--- START ---
PR #821, opened 2022-01-05
ci: fix browser cache hashing issues

Rauno56:

In some PRs browser tests fail because hashing `package.json` files takes longer than 2 minutes.
The reason is probably that it's trying to hash all package.json files in the directory tree - including installed packages, etc.
That makes the cache very fragile and long to validate.

The hashing should be done only on `package.json` files belonging to our projects. `actions/cache@v2` actually [recommends caching npm's cache folder](https://github.com/actions/cache/blob/main/examples.md#node---npm) instead of the `node_modules` which makes sense:

> Note: It is not recommended to cache node_modules, as it can break across Node versions and won't work with npm ci

We cannot use `npm ci` since we do not currently check lock files in.

- I'm unifying the CI step definitions between browsers and the node tests by using matrix in both cases but only running browser tests in node 12 as it was previously.
- Specifying a strict allow-list for the files to be hashed.
- Sorting env vars

Didn't do any reliable testing, but the CI times should not have gone worse since the hashing for the cache key was the only thing that changed.

#### Notes

- We do not have `package-lock.json` files. That's a reason we cannot use `npm ci` as well. `--no-ci` has to stay.
- The official example doesn't work example because of :point_up: 
- I don't see a reason to cache `node_modules` without caching `package-lock.json` file. npm, not finding lock files, has to do the same kind of computation every time with or without the node_modules.
- caching npm's cache is the simplest, solution, but not as fast as others, it seems.
- Even though the way we cache installs make a significant difference(compare caching via npm vs the installed modules on the fs), the current bottleneck is rather in the compilation step - that takes most of the CI time right now.
- We compile the packages though only to run the tests via `ts-mocha`, so the compilation step is mainly for checking types. That could definitely be more efficient.


.github/workflows/unit-test.yml
```diff
@@ -74,24 +74,24 @@ jobs:
...
       MYSQL_PORT: 3306
+      MYSQL_USER: otel
+      OPENTELEMETRY_MEMCACHED_HOST: localhost
+      OPENTELEMETRY_MEMCACHED_PORT: 11211
+      OPENTELEMETRY_REDIS_HOST: localhost
+      OPENTELEMETRY_REDIS_PORT: 6379
+      POSTGRES_DB: circle_database
+      POSTGRES_HOST: localhost
+      POSTGRES_PORT: 5432
+      POSTGRES_USER: postgres
```
dyladan, line 93: Is this actually changed or just sorted?

.github/workflows/unit-test.yml
```diff
@@ -125,32 +131,42 @@ jobs:
       - name: Report Coverage
         if: matrix.node == '14'
         run: npm run codecov:ci:changed
-  browser-tests:
+
+  browser-test:
+    strategy:
+      fail-fast: false
+      matrix:
```
dyladan, line 138: Why matrix when there is only one version? Shouldn't we just run setup-node with `12` directly?

johnbley (approved):
Looks great, thanks for looking into these flaky tests!

blumamir:
> `actions/cache@v2` actually [recommends caching npm's cache folder](https://github.com/actions/cache/blob/main/examples.md#node---npm) instead of the `node_modules` which makes sense:
> 
> > Note: It is not recommended to cache node_modules, as it can break across Node versions and won't work with npm ci
> 
> We cannot use `npm ci` since we do not currently check lock files in.

My understanding from the text is that it's better to cache the `~/.npm` folder. Will it work in our case? why do we keep using the repo's `node_modules`?

.github/workflows/unit-test.yml
Rauno56: Just sorted. Mentioned that in the OP.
--- END ---
WHAT IS REQUIRED
Within the entries above, report how many lines include "files", and keep the answer to the number.

REPLY
8